Question: My brother and I are co-trustees of our mom's trust. Mom is 98 and lives at home. My brother moved in with mom a year ago as he lost his home. He used most of her money for caregivers and, now that all the money is gone, he is leaving without a financial plan in place. He says I have to take over personal care of mom. I am 76, married, and have a handicapped son. He says it's my problem now. Can I be forced to live there? I'm getting sick over this.
Dr. Amy: What a very unfortunate situation. It seems that you need to explore two avenues at the same time: you need to quickly find replacement help for your mother. You may also want to get legal advice about the trust.
The best way to find out what services your mom is eligible for is to call your county office of the Department of Social Services. If she is not able to take care of herself because of physical or cognitive limitations, she may be eligible for services like Meals on Wheels, home care visits, and help with light cleaning. It’s also a good idea to call your Area Agency on Aging, which may also be able to provide assistance.

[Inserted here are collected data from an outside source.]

Issue #10800, opened 2025-08-05
Rust SDK depends on rfd (file dialog library)


alokpr:
Rust SDK for sending data to the viewer should not depend on a UI library. Is this intended?

emilk:
Thanks for reporting this - this is definitely a mistake somewhere. We'll take a look!

emilk:
Maybe we can do a `cargo tree -p re_sdk` and make sure there are no `rfd`, `egui`, `cocoa`, `winit` etc in that list (on CI I mean) 🤔

alokpr:
@emilk @Wumpf Thanks for the quick fix! Any estimate on when `0.24.1` will be released?

Wumpf:
We want to release it fairly timely, likely at some point next week, maybe already this one

PR #10802, opened 2025-08-05
Fix unnecessary `rfd` and wayland dependencies in SDK crate

Wumpf:
### Related

* Fixes https://github.com/rerun-io/rerun/issues/10800

### What

Adds a test to detect this kind of thing. The test is fairly quick to run and is part of all CI subsets that run Rust checks.

### DIFF
--- a/scripts/ci/rust_checks.py
+++ b/scripts/ci/rust_checks.py
@@ -248,13 +248,16 @@ def denied_sdk_deps(results: list[Result]) -> None:
     results.append(run_cargo("install", "--locked cargo-tree@^0.29.0"))
 
     # Sampling of dependencies that should never show up in the SDK, unless the viewer is enabled.
+    # They are ordered from "big to small" to make sure the bigger leaks are caught & reported first.
+    # (e.g. `re_viewer` depends on `rfd` which is also disallowed, but if re_viewer is leaking, only report `re_viewer`)
     disallowed_dependencies = [
         "re_viewer",
         "wgpu",
         "egui",
         "winit",
         "rfd",  # File dialog library.
-        "objc2-ui-kit",  # MacOS system libraries.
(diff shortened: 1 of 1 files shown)


scripts/ci/rust_checks.py
```diff
@@ -197,44 +214,69 @@ def sdk_variations(results: list[Result]) -> None:
...
+
+    # Sampling of dependencies that should never show up in the SDK, unless the viewer is enabled.
+    disallowed_dependencies = [
+        "re_viewer",
+        "wgpu",
+        "egui",
+        "winit",
+        "rfd",  # File dialog library.
+        "objc2-ui-kit",  # MacOS system libraries.
+        "wayland-sys",  # Linux windowing.
```
emilk: We could add "cocoa" to this list: https://crates.io/crates/cocoa

Also sort the list :)

emilk (approved):
Nice!

It would be nice to see a red CI on the first build step before you committed the fix, but I assume you at least ran the new test locally first?

scripts/ci/rust_checks.py
Wumpf: > We could add "cocoa" to this list: [crates.io/crates/cocoa](https://crates.io/crates/cocoa)

sure why not, but it actually doesn't show up in our cargo.lock 🤷 
(good! because it is indeed deprecated in favor of objc2!)

The sorting of the list is rather deliberate from "big to small" - `re_viewer` will obviously draw in `rfd`, so if `re_viewer` leaked in I want an error about that rather than `rfd`.
I figure the better way to go about that might be to collect all disallowed crates 🤔

emilk: Ah, that ordering makes perfect sense! Please add a comment to that effect :)

Wumpf:
> but I assume you at least ran the new test locally first?

yup!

If your mom is not eligible for services, you could talk to a financial advisor to discuss financial options. For example, you could discuss if there is equity in her house and if it would make sense to access that to pay for her care. In addition, a geriatric care manager could help you develop care options. Perhaps you, your spouse and your brother can have a family conference with the geriatric care manager to talk about options and costs.
Regarding the trust and your legal obligations, if a lawyer’s fees are too costly you can consult legal aid. If you a member of a religious community, you might ask if there is a lawyer in the congregation who will volunteer his or her services. Good luck!